NAME
SeqMule an automatic pipeline for next-generation sequencing data analysis
SYNOPSIS
seqmule stats
For details, please use 'seqmule stats -h':
Options:
--prefix,-p <STRING> output prefix. Mandatory for multiple input files.
--bam <BAM> a sorted BAM file (used with --capture, --aln)
--capture [BED] a BED file for capture regions (or any other regions of interest). Effective for --bam and --vcf.
--vcf <VCF> output variant stats for a VCF file. If a BED file is supplied, extract variants based on the BED file.
--aln output alignment stats for a BAM file
--consensus,-c <LIST> comma separated list of files for extracting consensus calls.
VCF4 and SOAPsnp *.consensus format or ANNOVAR *.avinput required.
--union,-u <LIST> comma separated list of files for pooling variants (same format as above).
--venn <LIST> comma separated list of files for Venn diagram plotting (same format as above).
--c-vcf <LIST> comma separated list of SORTED VCF files for extracting consensus calls. *.vcf or *.vcf.gz suffix required
--u-vcf <LIST> comma separated list of SORTED VCF files for extracting union calls. *.vcf or *.vcf.gz suffix required
--ref <FASTA> reference file in FASTA format. Effective for --c-vcf and --u-vcf.
-s,--sample <STRING> sample name for VCF file, used for -vcf, -u, -venn, -c options.
--plink convert VCF to PLINK format (PED,MAP). Only works with --vcf option.
--mendel-stat generate Mendelian error statistics
--paternal <STRING> sample ID for paternal ID (case-sensitive). Rest are either maternal or offspring. Only one family allowed.
--maternal <STRING> sample ID for maternal ID (case-sensitive). Rest are either paternal or offspring. Only one family allowed.
-N <INT> extract variants appearing in at least N input files. Currently only effective for --c-vcf option.

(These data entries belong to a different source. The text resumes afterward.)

PR #538, opened 2026-09-07
fix(chooser): size and center portal dialogs on Hyprland

### LINKED ISSUE #535: fix(chooser): respect available bounds in split-window layouts
### Strata version
Not confirmed. Screenshot shows an installation-complete message, but the exact version/commit is not reliably legible.

### Installation method
Other — not confirmed; installation output is visible in the screenshot.

Linux with split/tiled windows; distribution, compositor and versions not confirmed.

### What happened?
The floating portal file chooser is too large when invoked from a split window. Its initial size appears identical to opening it from a fullscreen application rather than adapting to the available area.

### Steps to reproduce
1. Enable Strata as the system portal file chooser.
2. Tile/split a browser alongside another window.
3. Trigger a file upload/open dialog.
4. Compare the chooser dimensions with those obtained from a fullscreen browser.

### Expected behavior
The floating chooser should respect available compositor bounds and remain usable in smaller layouts, rather than always requesting monitor-sized dimensions.

### Screenshots or video
User supplied a Discord screenshot from reporter `fadilasif`, with the browser, oversized floating chooser, and a terminal in a split layout.

Reporter at 8:10 AM: “file chooser in split windows doesnt fit it”

Reporter at 8:14 AM: “it is a floating windows but the size isnt being adjusted according to the size of the window trying to open it” / “its the same size as opening it on full screen”.

Maintainer `l0gicgate` acknowledged the report and promised a ticket at 8:13 AM.

Reporter screenshot: oversized chooser in a split-window layout

The above is reporter evidence, not an independently reproduced result. [Controlled layout comparisons and implementation scope](https://github.com/lgse/strata/blob/4ad1ef9b279be3391135b6e2049787a7837794de/docs/screenshots/535/README.md).

### Relevant logs
No reliably readable diagnostic logs supplied; no crash reported.

### Additional context
Current chooser implementation computes initial dimensions from monitor geometry and reapplies them on monitor entry (`src/ui/chooser.rs`). Wayland exported parent handles establish transiency but do not expose the foreign parent's dimensions. GTK already respects compositor-provided toplevel bounds. Exact parent-relative sizing cannot be promised when the compositor does not provide parent geometry. The proposed improvement uses a bounded read-only Hyprland query only for an unambiguous app-ID match; other cases retain the monitor-based fallback.

l0gicgate:
## Description

Improve Strata's portal chooser sizing and placement on Hyprland:

- Use a size hint when exactly one application window matches the requesting app ID.
- Center floating choosers on their monitor by default, not over the calling window.
- Preserve the parent/modal relationship and manual resizes across monitor entry.

Strata installs a bounded, chooser-only named runtime rule before showing the dialog. It supports Lua and legacy named-rule configurations, refreshes after config reloads, and never edits user config files or targets normal file-manager windows. Other compositors or unavailable IPC retain compositor placement; missing/ambiguous app identities retain monitor-based sizing.

## Visual evidence

Actual before/after captures from an isolated Hyprland 0.56.2 session, with the same 720×460 chooser and off-center parent:

| Before: centered over the calling window | After: centered on the monitor |
| --- | --- |
| Parent-centered chooser | Monitor-centered chooser |

[Original reporter screenshot](https://raw.githubusercontent.com/lgse/strata/dc12eeaf37792a4a9bf7921e4a38c4ad31bd15b7/docs/screenshots/535/reporter.png) · [Sizing comparisons, geometry results, and capture details](https://github.com/lgse/strata/blob/dc12eeaf37792a4a9bf7921e4a38c4ad31bd15b7/docs/screenshots/535/README.md).

## How to test

1. On native Wayland under Hyprland with this build's portal enabled, invoke Open or Save from an off-center or split application window.
2. Resize the chooser and move it between monitors. Close it, reload Hyprland's configuration, and invoke another chooser.
3. Check that regular Strata windows retain their usual placement. For compact sizing, use one application window whose current or initial class matches its portal app ID; additional matching windows should use the sizing fallback.

**Expected result:** Floating choosers open centered on their monitor, including after config reload. Unambiguous split applications get smaller initial dialogs. Parent/modal behavior, manual resizes, and normal file-manager placement remain intact.

## Related issue

Closes #535. The reporter confirmed the sizing improvement; monitor centering implements the requested follow-up default.


l0gicgate:
Merged `main` (`0fb4e06`) into this PR as `ee62fc12403bbf98ea32e2268fc8391ce6091380` after passing the required local checks.

Started the [RC release workflow](https://github.com/lgse/strata/actions/runs/34151236809) with `mode=rc`, `bump=patch`, and the merge commit pinned as its source. Source verification has passed and both architecture builds are in progress.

--jmem <STRING> max java memory. Only effective for --c-vcf and --u-vcf. Default: 1750m
--jexe <STRING> Java executable path. Default: java
-t <INT> number of threads. Only effective for --aln, --c-vcf and --u-vcf. Default: 1
--tmpdir <DIR> use DIR for storing large temporary files. Default: $TMPDIR(in your ENV variables) or /tmp
--nofilter If specified, consider all variants, otherwise, only unfiltered variants.
-h,--help help
--noclean do not clean temporary files
-v,--verbose verbose
EXAMPLES
#draw Venn Diagram to examine overlapping between different VCF files
seqmule stats -p gatk-soap-varscan -venn gatk.vcf,soap.avinput,varscan.vcf
#extract union of all variants, ouput in ANNOVAR format
seqmule stats -p gatk-soap-varscan -u gatk.vcf,soap.avinput,varscan.vcf
#extract consensus of all variants, output in ANNOVAR format
seqmule stats -p gatk_soap_varscan -c gatk.vcf,soap.avinput,varscan.vcf
#extract consensus of all variants, output in VCF format
seqmule stats -p gatk_soap_varscan -c-vcf gatk.vcf,soapsnp.vcf,varscan.vcf -ref hg19.fa
#extract union of all variants, output in VCF format
seqmule stats -p gatk_soap_varscan -u-vcf gatk.vcf,soapsnp.vcf,varscan.vcf -ref hg19.fa
#generate coverage statistics for specified region (region.bed)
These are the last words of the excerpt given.